Tidak perlu sopan santun. Dirinya hanya akan sopan pada Reon saat bekerja, selain dari jam kerja jangan harap.
Reon menatap datar pada Ranti. "Aku tidak akan pernah sadar, kalau aku suka padamu," Reon menanggapi ucapan dari Ranti dengan yang lain.
Reon semakin suka melihat wajah marah, kesal, dari wajah Ranti. Sebuah hiburan baginya, Reon tidak pernah seperti ini sebelumnya menginginkan seorang perempuan. Biasanya perempuan-lah yang sering menginginkan dirinya bukan dia.
"Apa kau bicarakan?! Cepat keluar!!" Ranti menunjuk pintu keluar dan berdiri dari posisi duduknya.
"Aku menyesal membuka pintu tadi," Ranti menyesal dengan bodohnya ia membuka pintu apartemennya tanpa melihat siapa yang datang lebih dahulu.
"Aku malah beruntung sayang," Reon menyeringai. Reon ikut berdiri dari tempat duduknya. Ranti yang melihat mulai tersenyum dan berharap Reon pergi. Namun senyumannya harus hilang saat Reon menuju dapurnya dan mengambil minuman perasa dan kembali duduk.
Kurang ajar!!
Kenapa pria ini tidak pergi? Dasar pria tidak tau diri! Ranti merutuki Reon dalam pikirannya.
Reon dengan santainya melihat ke arah Ranti sembari meneguk minuman perasa yang ia ambil dari kulkas Ranti.
"Hem... rasanya sangat enak, apakah kau juga akan sangat seenak ini?" Reon tersenyum m***m.
Ranti mendengus kesal. "Kau jangan berpikir macam-macam Tuan. Aku tidak tertarik dengan rayuanmu, aku adalah gadis yang tau tata krama dari negara asalku." Ranti melemparkan senyuman mengejeknya. Ia tidak akan mau dengan Reon yang hanya mengharapkan tubuh bukan cinta sejati.
"Oh ya? Kita lihat saja nanti," Reon berucap santai dan membuka sepatu beserta kaus kakinya.
Dia berencana akan menginap ditempat Ranti malam ini. Hitung-hitung belajar untuk tinggal bersama sampai ia bosan.
"Ngapain kamu?!" Ranti terkejut melihat Reon berjalan menuju kamarnya.
Apa yang dilakukan oleh pria itu? Tidak mungkin Reon ingin menginap di sini. Tidak bisa dibiarkan.
Ranti mengejar Reon, mencegah Reon memasuki kamarnya.
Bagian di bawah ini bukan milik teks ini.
PR #500, opened 2018-03-28
Allow logging to file and console simultaneously

satyamsi:
#### Description

#### Test plan

> Fixes #.


controller/helpers.go
```diff
@@ -39,10 +39,9 @@ func GetLogParameters() (logToConsole bool, logID string, logLevel string, logFo
 
 	if console := os.Getenv(constants.EnvLogToConsole); console == constants.EnvLogToConsoleEnable {
```
primalmotion: why are we doing getenv here? this is uncontrollable. This should come from the configuration

amitlimaye (approved):

PR #505, opened 2018-04-12
New: Generate a runtime for All events. Including Pause, Unpause, Stop, Destroy

bvandewalle:
This PR adds uniformity to all the events types for the Docker Monitor.

Upto now, only the Start and Create events were generating metadata.
For all the other events, we were sending a PURuntime with Defaults. That doesn't really make sense and disallow any type of Processing to the upper level Resolvers if they don't keep a local cache.

This PR adds processing of the Runtime for all the event types.

### DIFF
--- a/monitor/internal/docker/monitor.go
+++ b/monitor/internal/docker/monitor.go
@@ -376,34 +376,44 @@ func (d *DockerMonitor) extractMetadata(dockerInfo *types.ContainerJSON) (*polic
 	return extractors.DefaultMetadataExtractor(dockerInfo)
 }
 
-// handleCreateEvent generates a create event type. We extract the metadata
-// and start the policy resolution at the create event. No need to wait
-// for the start event.
-func (d *DockerMonitor) handleCreateEvent(ctx context.Context, event *events.Message) error {
-
-	puID, err := puIDFromDockerID(event.ID)
-	if err != nil {
-		return err
-	}
+// containerAndRuntimeFromEvent is an helper function that returns the Runtime (from the metadata extractor) and Container(from Docker)
+func (d *DockerMonitor) containerAndRuntimeFromEvent(ctx context.Context, event *events.Message) (*types.ContainerJSON, *policy.PURuntime, error) {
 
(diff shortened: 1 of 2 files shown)


monitor/internal/docker/monitor.go
```diff
@@ -508,14 +526,21 @@ func (d *DockerMonitor) handleDestroyEvent(ctx context.Context, event *events.Me
...
 		return err
 	}
 
-	return d.config.Policy.HandlePUEvent(ctx, puID, tevents.EventPause, policy.NewPURuntimeWithDefaults())
+	// The runtime is inferred from the cache if possible.
+	// If impossible, the runtime is set to a default empty Runtime.
+	runtime := d.runtimeCache.getRuntime(puID)
+	if runtime == nil {
+		runtime = policy.NewPURuntimeWithDefaults()
+	}
```
Dogild, line 541: Why do we create a new default runtime here ? Would it be more logic to create a new runtime by calling the method `containerAndRuntimeFromEvent` ?

bvandewalle: 3 reasons:

1) The PU Runtime didn't change so no need to regenerate it
2) It is in the cache so way more efficient to get it from there
3) In some event cases (such as stop or destroy), the PU might be gone from Docker already, in which case we can only get the runtime from cache anymore

bvandewalle: The runtime is only set to default if it cannot get it from  the cache, which means we never saw the PU before and most likely docker doesnt know about it

dstiliadis:
I am not sure this is needed. Main concern is that we are keeping state in the monitor again and we went through hoops to avoid that. Second issue is that there is no need for metadata in stop/pause. Third reason is that we external extractors this introduces again latency.

dstiliadis (changes requested):
See comments below. I am not sure we should re-introduce state in the monitor. What is the reason that a resolver should care about metadata on a stop/pause? If they care, they should maintain state themselves.

PR #510, opened 2018-04-18
Validate interface type for certificates

dstiliadis:
#### Description
Solves a crash when the signing method of the JWT uses a different certificate type than the one provided for the service.


t00f (approved):
Looks good. It fixes the panic I have seen today. Thanks!

PR #518, opened 2018-04-25
Backport cert renewal fix to 2.0.0

varks:


controller/internal/enforcer/nfqdatapath/datapath.go
```diff
@@ -322,6 +322,8 @@ func (d *Datapath) Run(ctx context.Context) error {
 
 // UpdateSecrets updates the secrets used for signing communication between trireme instances
 func (d *Datapath) UpdateSecrets(token secrets.Secrets) error {
+
+	d.secrets = token
```
satyamsi, line 326: Is token a pointer or a copy. Given that we have so many concurrency issues, I want to make sure storing a ref doesnt cause issues.

satyamsi (approved):

PR #3869, opened 2019-12-31
Daidoji Netsu should stop cards being returned to deck/hand

jeremylarner:


marcsoiferman-cm:
Replaced with #3890 (same branch, but with added tests)

PR #3878, opened 2020-01-07
Updated the FoF effect and chat messages

marcsoiferman-cm:
Messages weren't updated with the errata


marcsoiferman-cm:
Duplicated by #3879

PR #3881, opened 2020-01-10
Bugfixes for Chukan Nobue, Tadaka & Investigator

### LINKED ISSUE #3684: Kitsuki Investigator menu inescapable with Chukan Nobue in play
Chukan Nobue's text that prevents opponents' card abilities from discarding cards causes Kitsuki Investigator to open an inescapable menu when his action is used.

marcsoiferman-cm:
Fixes #3684

### DIFF
--- a/server/game/cards/09.2-BoB/IsawaTadaka2.js
+++ b/server/game/cards/09.2-BoB/IsawaTadaka2.js
@@ -12,13 +12,18 @@ class IsawaTadaka2 extends DrawCard {
                 location: Locations.DynastyDiscardPile,
                 mode: TargetModes.Unlimited
             }),
-            gameAction: AbilityDsl.actions.cardMenu(context => ({
-                cards: context.player.opponent && context.costs.removeFromGame ?
-                    context.player.opponent.hand.shuffle().slice(0, context.costs.removeFromGame.length) :
-                    [context.source],
-                gameAction: AbilityDsl.actions.discardCard(),
-                message: '{0} chooses {1} to be discarded from {2}',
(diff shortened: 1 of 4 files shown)


server/game/cards/09.2-BoB/IsawaTadaka2.js
```diff
@@ -12,13 +12,18 @@ class IsawaTadaka2 extends DrawCard {
...
                 mode: TargetModes.Unlimited
             }),
-            gameAction: AbilityDsl.actions.cardMenu(context => ({
-                cards: context.player.opponent && context.costs.removeFromGame ?
-                    context.player.opponent.hand.shuffle().slice(0, context.costs.removeFromGame.length) :
-                    [context.source],
-                gameAction: AbilityDsl.actions.discardCard(),
-                message: '{0} chooses {1} to be discarded from {2}',
-                messageArgs: (card, player, cards) => [player, card, cards]
+            gameAction: AbilityDsl.actions.ifAble(() => ({
```
jeremylarner: I'm not sure card implementations should be expected to be able to deal with this explicitly.  I think the game engine should handle this case better

marcsoiferman-cm: so the issue with Tadaka is that we do the "look at" and "discard" in the same step; if the discard is illegal, the whole step is skipped and you don't get to look at any cards.  Is there a way to do this like Investigator where there's a "reveal" action first, which randomly selects the cards, and then does the discard action using the same cards as in the reveal action?  I split it up because I didn't know if you could pass the subarray to the next action.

Reon membalikkan badannya dan menatap Ranti datar.
"Apa yang kau lakukan?" Ranti bertanya menatap Reon tajam.
Reon menyeringai, "Of course, sleep in your room." jawab Reon santai dan melangkah memasuki kamar Ranti kembali.
Ranti menatap tidak percaya. Reon dengan santainya menjawab dan berjalan kembali, lelaki itu tidak punya otak atau apa? Jelas-jelas Ranti sudah mengusir pria itu tadi. Dan malah dengan tidak tau malunya pri itu minta tidur di apartemennya lebih tepatnya dalam kamarnya.
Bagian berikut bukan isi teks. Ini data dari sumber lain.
PR #1128, opened 2021-03-19
Allow the usage of race specific languages even if crossfaction chat is enabled

GrenderG:
## 🍰 Pullrequest
With this change players will be able to use race specific languages even if crossfaction chat is enabled. Crossfaction chat will only have effect if they are using default faction languages (Common or Orcish).

### DIFF
--- a/src/game/Handlers/ChatHandler.cpp
+++ b/src/game/Handlers/ChatHandler.cpp
@@ -175,8 +175,7 @@ void WorldSession::HandleMessagechatOpcode(WorldPacket& recv_data)
             lang = LANG_UNIVERSAL;
         else
         {
-            // Send message in universal language if crossfaction chat is enabled and player is using default faction
-            // languages.
+            // Send message in universal language if crossfaction chat is enabled and player is using default faction languages.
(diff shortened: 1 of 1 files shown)


src/game/Handlers/ChatHandler.cpp
```diff
@@ -175,8 +175,9 @@ void WorldSession::HandleMessagechatOpcode(WorldPacket& recv_data)
             lang = LANG_UNIVERSAL;
         else
         {
-            // send in universal language in two side iteration allowed mode
-            if (sWorld.getConfig(CONFIG_BOOL_ALLOW_TWO_SIDE_INTERACTION_CHAT))
+            // Send message in universal language if crossfaction chat is enabled and player is using default faction
+            // languages.
```
ratkosrb: why is the last word on a separate line

GrenderG: Because the line had more than 120 characters.
image

ratkosrb: so? whats special about that number

GrenderG: Coding conventions to avoid big lines. Originally 80 characters was the default limit, but today 120 is what most people use. It even comes marked by default (the vertical line you see in the screenshot) in CLion.

PR #1129, opened 2021-03-19
Vaelastraz shouldn't despawn after 1 hour in Patch 1.8 or greater.

GrenderG:
## 🍰 Pullrequest
Vaelastraz shouldn't despawn after 1 hour in Patch 1.8 or greater.

### Proof
https://wow.gamepedia.com/Patch_1.8.0

### DIFF
--- a/src/scripts/eastern_kingdoms/burning_steppes/blackwing_lair/boss_vaelastrasz.cpp
+++ b/src/scripts/eastern_kingdoms/burning_steppes/blackwing_lair/boss_vaelastrasz.cpp
@@ -206,8 +206,12 @@ struct boss_vaelAI : public ScriptedAI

Ranti mengepalkan tangannya. Tidak mungkin Reon bisa diusir dari dalam kamar, lebih dirinya tidur di sofa malan ini daripada tidur bersama pria laknat itu!
Ranti membalikkan tubuhnya dan berjalan kembali menuju sofa panjang yang muat untuk tiga orang dewasa duduki.
Seharusnya ia mengusir Reon. Tapi bagaimana caranya? Diusir dari rumahnya saja tadi tidak bisa, apalagi dari kamarnya.
Ranti menghela napasnya secara kasar, tak apa malam ini ia tidur di sofa. Besok malam jangan harap Reon bisa masuk ke dalam rumahnya. Cukup sekali Ranti merasa bodoh.
Ranti mencoba memejamkan matanya, walau badannya yang tinggi tidak muat di sofa yang panjangnya tidak seberapa ini. Demi keselamatan kesuciannya, Ranti harus tidur di sini.